We can install neural-tree using:

pip install neural-tree

If we plan to evaluate our model while training install:

pip install "neural-tree[eval]"

Documentation

The complete documentation is available here.

Quick Start

The following code shows how to train a tree index. Let's start by creating a fictional dataset:

documents = [
    {"id": 0, "content": "paris"},
    {"id": 1, "content": "london"},
    {"id": 2, "content": "berlin"},
    {"id": 3, "content": "rome"},
    {"id": 4, "content": "bordeaux"},
    {"id": 5, "content": "milan"},
]

train_queries = [
    "paris is the capital of france",
    "london is the capital of england",
    "berlin is the capital of germany",
    "rome is the capital of italy",
]

train_documents = [
    {"id": 0, "content": "paris"},
    {"id": 1, "content": "london"},
    {"id": 2, "content": "berlin"},
    {"id": 3, "content": "rome"},
]

test_queries = [
    "bordeaux is the capital of france",
    "milan is the capital of italy",
]

Let's train the index using the documents, train_queries and train_documents we have gathered.

import torch
from neural_cherche import models
from neural_tree import clustering, trees, utils

model = models.ColBERT(
    model_name_or_path="raphaelsty/neural-cherche-colbert",
    device="cuda" if torch.cuda.is_available() else "cpu",
)

tree = trees.ColBERT(
    key="id",
    on=["content"],
    model=model,
    documents=documents,
    leaf_balance_factor=100,  # Number of documents per leaf
    branch_balance_factor=5,  # Number children per node
    n_jobs=-1,  # set to 1 with Google Colab
)

optimizer = torch.optim.AdamW(lr=3e-3, params=list(tree.parameters()))

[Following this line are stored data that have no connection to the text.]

PR #1701, opened 2020-07-13
Add update policy to set_dir

cosmic-byte:
## Description
Add `update_policy` to `set_dir` of package


api/python/quilt3/packages.py
```diff
@@ -784,8 +789,14 @@ def set_dir(self, lkey, path=None, meta=None):
             for f in files:
                 if not f.is_file():
                     continue
-                entry = PackageEntry(PhysicalKey.from_path(f), f.stat().st_size, None, None)
+
                 logical_key = f.relative_to(src_path).as_posix()
+
+                # check update policy
+                if update_policy == existing_policy and root.__contains__(logical_key):
```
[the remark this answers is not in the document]
cosmic-byte: I don't think there's any need to explicitly check for `incoming`? since the package entry will still be created if the `logical_key` doesn't exist.
With our current use case, `incoming` update policy and non existing `logical_key` proceeds to create/update an entry.

api/python/quilt3/packages.py
```diff
@@ -784,8 +802,12 @@ def set_dir(self, lkey, path=None, meta=None):
             for f in files:
                 if not f.is_file():
                     continue
-                entry = PackageEntry(PhysicalKey.from_path(f), f.stat().st_size, None, None)
                 logical_key = f.relative_to(src_path).as_posix()
+                # check update policy
+                if update_policy == PackageUpdatePolicy.EXISTING.value and root.__contains__(logical_key):
```
sir-sigurd, line 807:
```suggestion
                if update_policy == PackageUpdatePolicy.EXISTING.value and logical_key in root:
```

api/python/quilt3/packages.py
```diff
@@ -305,6 +306,15 @@ def physical_keys(self):
         return [self.physical_key]
 
 
+class PackageUpdatePolicy(enum.Enum):
+    INCOMING = 'incoming'
+    EXISTING = 'existing'
+
+    @classmethod
+    def has_value(cls, value):
+        return value in cls._value2member_map_
```
sir-sigurd, line 315: I'd rather [omit values](https://docs.python.org/3/library/enum.html#omitting-values) and in `set_dir()` check that `type(update_policy) is PackageUpdatePolicy`.

cosmic-byte: checking `type(update_policy)` would require `update_policy` argument to be strictly an enum of type `PackageUpdatePolicy` which implies that passing string `incoming` or `existing` would fail.

api/python/quilt3/packages.py
```diff
@@ -803,8 +825,13 @@ def set_dir(self, lkey, path=None, meta=None):
                         warnings.warn(f'Logical keys cannot end in "/", skipping: {obj["Key"]}')
                     continue
                 obj_pk = PhysicalKey(src.bucket, obj['Key'], obj.get('VersionId'))
-                entry = PackageEntry(obj_pk, obj['Size'], None, None)
                 logical_key = obj['Key'][len(src_path):]
+
+                # check update policy
+                if update_policy == PackageUpdatePolicy.EXISTING.value and root.__contains__(logical_key):
```
akarve, line 831: `logical_key in`...

api/python/quilt3/packages.py
sir-sigurd: I think this behavior is desirable.
@akarve what do you think?

akarve: I'm emulating pandas kwargs like parser=STRING. Easier for the user to just pass a string. I initially told Greg to use an enum but it's looking clumsy. I think we just do:
```
UPDATE_POLICY = set(
    'incoming',
    'existing',
)
```

And check `if update_policy in UPDATE_POLICIES`.

cosmic-byte: Alright, I will update now.

api/python/quilt3/util.py
```diff
@@ -25,6 +25,7 @@
 
 PACKAGE_NAME_FORMAT = r"([\w-]+/[\w-]+)(?:/(.+))?$"
 DISABLE_TQDM = os.getenv('QUILT_MINIMIZE_STDOUT', '').lower() == 'true'
+PACKAGE_UPDATE_POLICY = {'incoming', 'existing', }
```
sir-sigurd, line 28:
```suggestion
PACKAGE_UPDATE_POLICY = {'incoming', 'existing'}
```

api/python/quilt3/packages.py
```diff
@@ -748,13 +748,21 @@ def set_dir(self, lkey, path=None, meta=None):
...
 
         Returns:
             self
 
         Raises:
             When `path` doesn't exist
+            ValueError: if the 'update_policy' is not a PackageUpdatePolicy enum value.
         """
+        if update_policy not in PACKAGE_UPDATE_POLICY:
+            raise ValueError(f"{update_policy} is not a valid update policy")
```
akarve, line 764: We should tell users how to fix the problem, not just "there was a problem" :)
```suggestion
            raise ValueError(f"Update policy should be one of {str(PACKAGE_UPDATE_POLICY)}, not {update_policy}")
```

api/python/quilt3/packages.py
```diff
@@ -784,8 +792,12 @@ def set_dir(self, lkey, path=None, meta=None):
             for f in files:
                 if not f.is_file():
                     continue
-                entry = PackageEntry(PhysicalKey.from_path(f), f.stat().st_size, None, None)
                 logical_key = f.relative_to(src_path).as_posix()
+                # check update policy
+                if update_policy == 'existing' and logical_key in root:
+                    continue
+
```
akarve, line 799: Let's be consistent with spacing. Remove this newline to match below?

api/python/quilt3/packages.py
```diff
@@ -748,13 +748,21 @@ def set_dir(self, lkey, path=None, meta=None):
             path(string): path to scan for files to add to package.
                 If None, lkey will be substituted in as the path.
             meta(dict): user level metadata dict to attach to lkey directory entry.
+            update_policy(str): can be either 'incoming' (default) or 'existing'.
+                If 'incoming', whenever logical keys match, always take the new entry from set_dir.
+                If 'existing', whenever logical keys match, retain existing entries
+                and ignore new entries from set_dir.
```
akarve, line 754: New docstrings so you'll want to gendocs and add the .md changes in this PR

api/python/tests/integration/test_packages.py
```diff
@@ -666,6 +666,61 @@ def test_s3_set_dir(self):
 
             list_object_versions_mock.assert_called_with('bucket', 'foo/')
 
+    def test_set_dir_update_policy(self):
+        """Verify building a package with update policy. """
+
+        # Test for local src dir
+        foodir = pathlib.Path("foo_dir")
```
akarve, line 673: Cleaner and more biotic to use the `/data` directory

api/python/tests/integration/test_packages.py
```diff
@@ -666,6 +666,61 @@ def test_s3_set_dir(self):
...
+        bazdir = pathlib.Path("baz_dir")
+        foodir.mkdir()
+        bazdir.mkdir()
+        with open(foodir / 'bar', 'w') as fd:
+            fd.write(fd.name)
+        with open(bazdir / 'bar', 'w') as fd:
+            fd.write(''.join([str(i) for i in range(100)]))
+
+        pkg = Package()
+        pkg = pkg.set_dir("/", ".", meta={'name': 'test_meta'})
```
akarve, line 683: If we're going to set the meta, we should read it out in the context of the test. e.g. check that metadata are preserved after a `set_dir`.

api/python/tests/integration/test_packages.py
```diff
@@ -666,6 +666,61 @@ def test_s3_set_dir(self):
...
+        assert 'foo_dir' in pkg.keys()
+        existing_bar_size = pkg['foo_dir/bar'].size
+
+        # existing update policy
+        pkg = pkg.set_dir("foo_dir", bazdir, update_policy='existing')
+        assert 'foo_dir' in pkg.keys()
+        assert existing_bar_size == pkg['foo_dir/bar'].size
```
akarve, line 690: We should really check metadata and hashes to be certain things haven't changed at all. In fact, copy the PackageEntry and check for equality?

api/python/tests/integration/test_packages.py
```diff
@@ -666,6 +666,61 @@ def test_s3_set_dir(self):
...
+
+        # incoming update policy
+        pkg = pkg.set_dir("foo_dir", bazdir)
+        assert 'foo_dir' in pkg.keys()
+        assert existing_bar_size != pkg['foo_dir/bar'].size
```
akarve, line 695: See above comments. Let's be more exhaustive; not just checking size.

api/python/tests/integration/test_packages.py
```diff
@@ -666,6 +666,61 @@ def test_s3_set_dir(self):
...
+
+        # verify non existing update policy raises value error
+        with pytest.raises(ValueError):
+            pkg.set_dir("foo_dir", foodir, update_policy='invalid_policy')
+
+        # Test for s3 src dir
+        with patch('quilt3.packages.list_object_versions') as list_object_versions_mock:
+            pkg = Package()
```
akarve, line 703: Good thing to test! the Package() construction should take place right before you use it. So move this down and your mock.return_value up.

api/python/tests/integration/test_packages.py
```diff
@@ -666,6 +666,61 @@ def test_s3_set_dir(self):
...
+
+            list_object_versions_mock.return_value = ([
```
akarve, line 705: Might as well return more than one object since this is a set_dir call.

api/python/tests/integration/test_packages.py
```diff
@@ -666,6 +666,61 @@ def test_s3_set_dir(self):
...
+                dict(Key='foo/a.txt', VersionId='xyz', IsLatest=True, Size=10),
+            ], [])
+
+            pkg.set_dir('', 's3://bucket/foo/', meta={'name': 'test_meta'})
+            assert pkg['a.txt'].get() == 's3://bucket/foo/a.txt?versionId=xyz'
+
+            list_object_versions_mock.return_value = ([
```
akarve, line 712: It's cleaner to do this in a separate test or in a loop. You can do `with patch` and loop over the various update policies.

api/python/tests/integration/test_packages.py
akarve: If you haven't already, do a reall list_object_versions call and check your mock against that. Try to match all fields.

akarve: Since you are mocking an S3 call, we should be mocking this with boto3, so use `self.s3_stubber.add_response`

api/python/tests/integration/test_packages.py
akarve: The test should check the entire state of the in-memory package is my main point; so whatever it takes to get there.

api/python/tests/integration/test_packages.py
cosmic-byte: I'm replicating what we already have for testing [s3_set_dir](https://github.com/quiltdata/quilt/blob/bd1a3fa69f3a3332e69d7ba46b16692497cbeb0c/api/python/tests/integration/test_packages.py#L504). This time just adding update policy

akarve: That's not really correct on a few levels: first because we should be using boto3, and second because when you have the same test with small variations we should probably be using [parameterize](https://github.com/quiltdata/quilt/blob/master/lambdas/thumbnail/tests/test_thumbnail.py#L37) or similar. Have a look. I think it's worth rewriting the test for `set_dir` entirely and doing it with parameterize. But you'll have to feel it out by trying it.

akarve: Actually, skip parameterize and rewriting the set_dir test for now, but definitely use boto3 in your new test. If that fails you can do it the way Kevin did in `set_dir`.

cosmic-byte: Looking at this again, I think it's best to leave it as it is (the way Kevin did in `set_dir`). 
Reason being that `list_object_versions_mock ` is for `quilt3.packages.list_object_versions` which is a [recursive method](https://github.com/quiltdata/quilt/blob/4d03796b433e693443a2f535dfe526211d6fff17/api/python/quilt3/data_transfer.py#L581) in data_trannsfer. So it doesn't have any direct call with s3 boto call.

api/python/quilt3/packages.py
```diff
@@ -748,13 +748,21 @@ def set_dir(self, lkey, path=None, meta=None):
...
 
         Returns:
             self
 
         Raises:
             When `path` doesn't exist
+            ValueError: if the 'update_policy' is not in PACKAGE_UPDATE_POLICY set.
         """
+        if update_policy not in PACKAGE_UPDATE_POLICY:
+            raise ValueError(f"Update policy should be one of {str(PACKAGE_UPDATE_POLICY)}, not {update_policy}")
```
sir-sigurd, line 764:
```suggestion
            raise ValueError(f"Update policy should be one of {PACKAGE_UPDATE_POLICY}, not {update_policy!r}")
```

api/python/quilt3/packages.py
```diff
@@ -748,6 +748,10 @@ def set_dir(self, lkey, path=None, meta=None):
             path(string): path to scan for files to add to package.
                 If None, lkey will be substituted in as the path.
             meta(dict): user level metadata dict to attach to lkey directory entry.
+            update_policy(str): can be either `incoming` (default) or `existing`.
+                If `incoming`, then we overwrite existing matching keys.
+                If `existing`, then we skip entry for matching keys.
```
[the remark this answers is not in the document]
sir-sigurd: @akarve
actually we might want to use `` `'existing'` `` here.

api/python/quilt3/packages.py
```diff
@@ -748,13 +748,21 @@ def set_dir(self, lkey, path=None, meta=None):
...
+                If 'incoming', whenever logical keys match, always take the new entry from set_dir.
+                If 'existing', whenever logical keys match, retain existing entries
+                and ignore new entries from set_dir.
 
         Returns:
             self
 
         Raises:
             When `path` doesn't exist
+            ValueError: if the 'update_policy' is not in PACKAGE_UPDATE_POLICY set.
```
sir-sigurd, line 761:
```suggestion
            ValueError: if the `update_policy` is not in PACKAGE_UPDATE_POLICY set.
```
I think we shouldn't refer to `PACKAGE_UPDATE_POLICY` here.
@akarve could you help with wording?

api/python/tests/integration/test_packages.py
```diff
@@ -666,6 +672,70 @@ def test_s3_set_dir(self):
 
             list_object_versions_mock.assert_called_with('bucket', 'foo/')
 
+    def test_set_dir_update_policy(self):
+        """Verify building a package with update policy. """
+
+        # Test for local src dir
+        path = pathlib.Path(__file__).parent
+        data_dir = pathlib.Path(path, "data")
```
akarve, line 680: Delete above line and 
```suggestion
        data_dir = pathlib.Path(__file__).parent / "data"
```

api/python/tests/integration/test_packages.py
```diff
@@ -666,6 +672,70 @@ def test_s3_set_dir(self):
...
+        pkg = Package()
+        pkg = pkg.set_dir("/", data_dir, meta={'name': 'test_meta'})
+        assert 'nested' in pkg.keys()
+        assert pkg.meta == {'name': 'test_meta'}
+        existing_one_entry = pkg['nested/one.txt']
+
+        nested_dir = pathlib.Path(data_dir, "nested2")
+        nested_dir.mkdir(parents=True, exist_ok=True)
+        with open(nested_dir / 'one.txt', 'w') as fd:
```
akarve, line 689: we shouldn't modify existing assets to avoid side-effects; i'm not even sure we clean this up in tearDown. You can instead add a file to data as part of this file if you need it.

api/python/tests/integration/test_packages.py
```diff
@@ -666,6 +672,70 @@ def test_s3_set_dir(self):
...
+            fd.write(fd.name)
+
+        # existing update policy
```
akarve, line 692: it's cleaner to use pytest.parameterize and make for multiple invocations of this unit test function with different parameters: one with "existing", one with "incoming", etc. See https://github.com/quiltdata/quilt/blob/master/lambdas/thumbnail/tests/test_thumbnail.py#L46. This avoids side-effects, is closer to how things are called in the real world, etc.

api/python/tests/integration/test_packages.py
```diff
@@ -666,6 +672,70 @@ def test_s3_set_dir(self):
...
+        assert 'nested' in pkg.keys()
+        assert existing_one_entry != pkg['nested/one.txt']
+
+        # verify non existing update policy raises value error
+        expected_err = f"Update policy should be one of {str(PACKAGE_UPDATE_POLICY)}, not 'invalid_policy'"
+        with pytest.raises(ValueError) as e:
+            pkg.set_dir("nested", data_dir, update_policy='invalid_policy')
+        assert expected_err in str(e.value)
+
+        # remove created directory
```
akarve, line 708: same here; let's not modify the data directory inside the test (again you can add data outside the test) and/or change directories, etc.

api/python/tests/integration/test_packages.py
akarve: this is fine but you need to check that these mocks fired; see `.assert_has_calls` and check `.call_count == N`

api/python/tests/integration/test_packages.py
```diff
@@ -666,6 +672,70 @@ def test_s3_set_dir(self):
...
+            assert pkg['a.txt'].get() == 's3://bucket/foo/a.txt?versionId=xyz'
+            assert pkg['x/y.txt'].get() == 's3://bucket/foo/x/y.txt?versionId=null'
+
+            list_object_versions_mock.return_value = ([
+                dict(Key='bar/a.txt', VersionId='abc', IsLatest=True, Size=10),
+                dict(Key='bar/x/y.txt', VersionId='null', IsLatest=True, Size=10),
+                dict(Key='bar/z.txt', VersionId='123', IsLatest=False, Size=10),
+            ], [])
+
+            # existing update policy
```
akarve, line 729: once you parameterize you won't have this duplicated code. same for existing/incoming blocks above. whenever we have very similar code like that parameterize let's us consolidate the logic—very easy to maintain and extend as well.

api/python/tests/integration/test_packages.py
```diff
@@ -1410,3 +1416,70 @@ def test_resolve_hash(self):
 
         with pytest.raises(QuiltException, match='Found multiple matches'):
             Package.resolve_hash(pkg_name, LOCAL_REGISTRY, hash_prefix)
+
+
+# The following tests were moved out of the PackageTest class to enable parametrization.
+# see (https://docs.pytest.org/en/latest/unittest.html#pytest-features-in-unittest-testcase-subclasses)
+@pytest.mark.parametrize(
+    'update_policy, expected_size, expected_meta, expected_hash',
+    [('incoming', 6, {'name': 'incoming'}, None), ('existing', 1, {'name': 'existing'}, None)]
```
akarve, line 1425: let's put this on four lines

api/python/tests/integration/test_packages.py
```diff
@@ -1410,3 +1416,70 @@ def test_resolve_hash(self):
...
+
+    data_dir = pathlib.Path(__file__).parent / "data"
+    nested_dir = data_dir / 'nested'
+    nested_dir_2 = data_dir / 'nested2'
+    pkg = Package()
+    pkg = pkg.set_dir("/", nested_dir, meta={'name': 'test_meta'})
+    assert 'one.txt' in pkg.keys()
+    assert pkg.meta == {'name': 'test_meta'}
+
+    pkg = pkg.set_dir("/", nested_dir_2, meta={'name': update_policy}, update_policy=update_policy)
```
akarve, line 1438: it's confusing to use the update_policy in the meta as well. and since we are testing a proper merge, we really need to have _at least_ two children in the directories we are merging.

api/python/tests/integration/test_packages.py
```diff
@@ -1410,3 +1416,70 @@ def test_resolve_hash(self):
...
+    assert 'one.txt' in pkg.keys()
+    assert pkg['one.txt'].size == expected_size
+    assert pkg['one.txt'].hash == expected_hash
+    assert pkg.meta == expected_meta
+
+    # verify non existing update policy raises value error
+    expected_err = f"Update policy should be one of {str(PACKAGE_UPDATE_POLICY)}, not 'invalid_policy'"
```
akarve, line 1445: ok but you can just check for a substring like, 'Update policy should be'; you don't have to match the whole message.

api/python/tests/integration/test_packages.py
```diff
@@ -1410,3 +1416,70 @@ def test_resolve_hash(self):
...
+    with pytest.raises(ValueError) as e:
```
akarve, line 1446: this should be it's own test parameter, i.e. a third case in your parameterize, or standalone test marked with xfail. it doesn't make sense to test this for every test case in parameterize

api/python/tests/integration/test_packages.py
```diff
@@ -1410,3 +1416,70 @@ def test_resolve_hash(self):
...
+                dict(Key='bar/x/y.txt', VersionId='null', IsLatest=True,
+                     Size=10),
+                dict(Key='bar/z.txt', VersionId='123', IsLatest=False, Size=10),
+            ], [])
+
+        pkg.set_dir('', 's3://bucket/bar', update_policy=update_policy)
+        assert pkg['a.txt'].get() == expected_a_url
+        assert pkg['x/y.txt'].get() == expected_xy_url
+        calls = [call('bucket', 'foo/'), call('bucket', 'bar/')]
+        list_object_versions_mock.assert_has_calls(calls)
```
akarve, line 1485: you can just inline the calls here, easier to read

api/python/tests/integration/test_packages.py
```diff
@@ -1410,3 +1416,70 @@ def test_resolve_hash(self):
...
+    [('incoming', 6, {'name': 'incoming'}, None), ('existing', 1, {'name': 'existing'}, None)]
+)
+def test_set_dir_update_policy(update_policy, expected_size, expected_meta, expected_hash):
+    """Verify building a package with update policy. """
+
+    data_dir = pathlib.Path(__file__).parent / "data"
+    nested_dir = data_dir / 'nested'
+    nested_dir_2 = data_dir / 'nested2'
+    pkg = Package()
+    pkg = pkg.set_dir("/", nested_dir, meta={'name': 'test_meta'})
```
akarve, line 1434: that reminds me, we should have a test parameter where there's no policy, we use the default kwarg and the test proves it does whatever the default policy is. and it's not really necessary to test metadata here. so do this as a clean parameterized test.

api/python/tests/integration/test_packages.py
```diff
@@ -1410,3 +1416,70 @@ def test_resolve_hash(self):
...
+@pytest.mark.parametrize(
+    'update_policy, expected_size, expected_meta, expected_hash',
+    [('incoming', 6, {'name': 'incoming'}, None), ('existing', 1, {'name': 'existing'}, None)]
+)
+def test_set_dir_update_policy(update_policy, expected_size, expected_meta, expected_hash):
+    """Verify building a package with update policy. """
+
+    data_dir = pathlib.Path(__file__).parent / "data"
+    nested_dir = data_dir / 'nested'
+    nested_dir_2 = data_dir / 'nested2'
```
akarve, line 1432: initialize this right before you use it instead of here

api/python/tests/integration/test_packages.py
akarve, line 1434: let's not assign the results of `set_dir`. use one `pkg` reference throughout.

api/python/tests/integration/test_packages.py
```diff
@@ -1410,3 +1416,70 @@ def test_resolve_hash(self):
...
+    pkg = Package()
+    pkg = pkg.set_dir("/", nested_dir, meta={'name': 'test_meta'})
+    assert 'one.txt' in pkg.keys()
+    assert pkg.meta == {'name': 'test_meta'}
+
+    pkg = pkg.set_dir("/", nested_dir_2, meta={'name': update_policy}, update_policy=update_policy)
+    assert 'one.txt' in pkg.keys()
+    assert pkg['one.txt'].size == expected_size
+    assert pkg['one.txt'].hash == expected_hash
+    assert pkg.meta == expected_meta
```
akarve, line 1442: you're doing the right stuff here but our test folders should really have multiple files so that we are testing and actual merge. and your tests should check that some keys changed and others did not.

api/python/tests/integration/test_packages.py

for step, batch_queries, batch_documents in utils.iter(
    queries=train_queries,
    documents=train_documents,
    shuffle=True,
    epochs=50,
    batch_size=32,
):
    loss = tree.loss(
        queries=batch_queries,
        documents=batch_documents,
    )

    loss.backward()
    optimizer.step()
    optimizer.zero_grad(set_to_none=True)

Let's now duplicate some documents of the tree in order to increase accuracy.

documents_to_leafs = clustering.optimize_leafs(
    tree=tree,
    queries=train_queries + test_queries,
    documents=documents,
)

tree = tree.add(
    documents=documents,
    documents_to_leafs=documents_to_leafs,
)

We are now ready to retrieve documents:

scores = tree(
    queries=["bordeaux", "milan"],
    k_leafs=2,
    k=2,
)

print(scores["documents"])
[
    [
        {"id": 4, "similarity": 5.28, "leaf": "12"},
        {"id": 0, "similarity": 3.17, "leaf": "12"},
    ],
    [
        {"id": 5, "similarity": 5.11, "leaf": "10"},
        {"id": 2, "similarity": 3.57, "leaf": "10"},
    ],
]

Evaluation

We can evaluate the performance of the tree using the following code:

documents, queries_ids, test_queries, qrels = datasets.load_beir_test(
    dataset_name="scifact",
)

candidates = tree(
    queries=test_queries,
    k_leafs=2,
    k=10,
)

scores = utils.evaluate(
    scores=candidates["documents"],
    qrels=qrels,
    queries_ids=queries_ids,
)

print(scores)

Benchmarks

Scifact Dataset
Vanilla Neural-Tree
model HuggingFace Checkpoint ndcg@10 hits@10 hits@1 queries / second ndcg@10 hits@10 hits@1 queries / second Acceleration
TfIdf
Cherche
- 0,61 0,85 0,47 760 0,56 0,82 0,42 1080 +42.11%
SentenceTransformer GPU
Faiss.IndexFlatL2 CPU
sentence-transformers/all-mpnet-base-v2 0,66 0,89 0,53 475 0,66 0,88 0,53 518 +9.05%
ColBERT
Neural-Cherche GPU
raphaelsty/neural-cherche-colbert 0,70 0,92 0,58 3 0,70 0,91 0,59 256 x85

Note that this benchmark do not implement ColBERTV2 efficient retrieval but rather compare ColBERT raw retrieval with Neural-Tree. We could accelerate SentenceTransformer vanilla by using optimized Faiss index.

Contributing

We welcome contributions to Neural-Tree, a tool designed to enhance tree visualization, model node topics, and leverage the tree structure to expedite Large Language Model (LLM) searches. Our focus includes refining the clustering of ColBERT embeddings through hierarchical clustering, which is currently facilitated by TfIdf. Additionally, there's an opportunity to contribute towards optimizing clustering, aiming to achieve comprehensive ColBERT cluster optimization independently of TfIdf.

License

This project is licensed under the terms of the MIT license.